Council envisions elite bedroom community, business park in Baldwin City’s future
At the conclusion of their second visioning workshop Tuesday, Baldwin City Council members foresaw the city of the near future being the best bedroom community possible and one that has a new business park.
The council had its first visioning workshop last month at a Valley Falls retreat with the help of John Devine, a former Salina City Council member who now works as a facilitator and economic development consultant. The effort continued Monday with a 90-minute workshop before the council’s regular meeting.
In an attempt to learn what council members wanted for Baldwin City, Devine asked them to envision the city in 2020 and consider what needed to be in place to move toward that vision.
The need for a new business park dominated Monday’s discussion. It was needed, council members said, to expand the city’s tax base, increase stability of the local economy, add new rooftops and retain businesses and young hometown professionals.
With the advantages so obvious, Councilwoman Bonnie Plumberg wondered why the council hadn’t done more to make a new business park happen after receiving a May 2011 report from BG Consultants, Inc.
A partnership with Douglas County was essential to making progress, Plumberg said. She wondered if the county’s past expressed willingness to partner on a project was still there despite the city’s lack of progress.
The BG Consultants report identified two possible sites for a new business park: The 40.2-acre Rockers parcel north of U.S. Highway 56 at the High Street intersection and the 46.1-acre Barrett parcel north of U.S. 56 north of the Heritage Addition. The study estimated the cost of bringing infrastructure to the Rockers property at $950,000 and $790,000 to the Barrett parcel.

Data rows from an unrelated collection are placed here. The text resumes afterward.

PR #5977, opened 2023-05-18
INS-2639: add kong 3.x support for inso generate k8s config

filfreire:
changelog(Improvements): Added minor Kong 3.x support for generating k8s configs using Inso CLI

While ApiOps v2 is not in full GA/production yet, adding this small QoL improvement to config generation to unblock folks still using Inso CLI for kong on k8s config generation cc @mheap @rspurgeon

### DIFF
--- a/packages/openapi-2-kong/src/kubernetes/generate.test.ts
+++ b/packages/openapi-2-kong/src/kubernetes/generate.test.ts
@@ -304,6 +304,11 @@ describe('index', () => {
       expect(generateServicePath(serverBasePath)).toBe('/api/.*/.*');
     });
 
+    it('adds /~ for kong 3.+ non legacy configs', () => {
+      const serverBasePath = '/api/.*';
+      expect(generateServicePath(serverBasePath, '', false)).toBe('/~/api/.*/.*');
+    });
+
     it.each(['/', '/specificPath'])(
       'does not add closing wildcard if using specific path: [%o]',
       specificPath => {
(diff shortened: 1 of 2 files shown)


packages/openapi-2-kong/src/kubernetes/generate.test.ts
```diff
@@ -304,6 +304,11 @@ describe('index', () => {
       expect(generateServicePath(serverBasePath)).toBe('/api/.*/.*');
     });
 
+    it('adds /~ for kong 3.+ non legacy configs', () => {
+      const serverBasePath = '/api/.*';
+      expect(generateServicePath(serverBasePath, '', false)).toBe('/~/api/.*/.*');
```
mheap:
```suggestion
      expect(generateServicePath(serverBasePath, '', false)).toBe('/~/api/.*');
```

filfreire: @mheap should we also edit then the `const serverBasePath = '/api/.*';` above to be just `/api` or the wildcard should just not be added if it's already on the path?

mheap: Ah, `.*` isn't supported in the base path

mheap (approved):

jackkav (approved):
Still don't agree with legacy defaulting to true, but since this feature is moving to a Go implementation, I'm happy to approve one liners.

PR #6078, opened 2023-07-02
Add feature: synchronization to workspace

NickRimmer:
These changes will allow plugins to synchronize a workspace as before - without generating new IDs for everything, and include environments, cookies, API spec, etc.

Nothing existing was touched, so it should be safe and not break anything. I was trying to be careful and save consistency in the code, but if you see anything to refactor - I'm open to updating it. I added tests with a few negative as well, I hope covered most of the cases.

Idea discussion can be found here #6077


NickRimmer:
As no one from Insomnia team reacted so far, I'm closing my PR

Issue #6035, opened 2023-06-15
Unable to duplicate request leaving name empty


rstain:
### Expected Behavior

When duplicating request with empty name it should allow to left the name empty.

### Actual Behavior

When duplicating request with empty name it is required to provide a name. Otherwise a new request is not created.

### Reproduction Steps

1. Navigate to a request that have no name.
2. Press Ctrl+D.
3. In the Duplicate Request dialog left the New Name field empty.
4. Click Create.
Result: no new request is created.

### Is there an existing issue for this?

- [X] I have searched the [issue tracker](https://www.github.com/Kong/insomnia/issues) for this problem.

### Insomnia Version

2022.7.3

### What operating system are you using?

Windows

### Operating System Version

Windows 10 Pro, 22H2

### Installation method

download from insomnia.rest

PR #6138, opened 2023-07-11
Fix: Allow empty name when duplicate request

pilotpirxie:
changelog(Improvements): Empty strings are now allowed when duplicating a request.

When duplicating request, an empty prompt with a name can be accepted but it's not processed. Insomnia handles empty names and displays the entire URL. Not handling empty names looks there like a bad user experience.

This PR allows proceeding with an empty string when duplicating a request.
 
Screenshot 2023-07-11 at 23 08 19

### DIFF
--- a/packages/insomnia/src/ui/components/modals/prompt-modal.tsx
+++ b/packages/insomnia/src/ui/components/modals/prompt-modal.tsx
@@ -69,7 +69,7 @@ export const PromptModal = forwardRef<PromptModalHandle, ModalProps>((_, ref) =>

Devine and Baldwin City Administrator Chris Lowe cautioned there were risks with moving forward without doing the proper groundwork. If the kinds of businesses that would be interested in the park were not known, the city — which would not have a full-time position dedicated to marketing the park — could spend millions to purchase land and extend utilities and infrastructure to a new park only to see it sit empty, Lowe said.
The city administrator also cautioned the current competitive environment has cities giving new businesses 100 percent property tax abatements for years. He said the council couldn’t expect a business park to provide an immediate, direct bump to the city’s property valuation. Benefits to city revenues would come from sales taxes and from new homes employees built in the community, he said.
Devine said the council could make progress on the park through a step-by-step process, which included:
• A marketing study centering on the kinds of tenants a park could realistically hope to attract to Baldwin City and identifying competition in the region.
• A comprehensive study of the cost to buy land and extend infrastructure to the site.
• An incentive plan, which would consider such things as property tax abatements, utility rate breaks and free land.
• A feasibility study of a park’s benefits.
Devine added there were ways other than manufacturing in which Baldwin City could be successful through marketing and investing resources. They were:
• A bedroom community, which attracted new residents for its high quality of life.
• A tourism destination community taking advantage of the area’s history.
• An arts and cultural center.
• A retail center.
Although it was agreed the community’s already strong historical and cultural activities offered opportunities, it was the consensus Baldwin City was best defined as a bedroom community.
“I guess what we can sell is a small-town lifestyle,” Lowe said. “We can sell small-town living, but we have to do it in a very high level.”
To do that would require first-class facilities, which brought discussion back to enhancing revenue. Councilman Shane Starkey said that meant attracting new companies with a business park despite the need to provide incentives.
“If we don’t have anything to give away, we give away opportunities,” he said.
The council will discuss the park again at its next visioning work session, scheduled for July 16.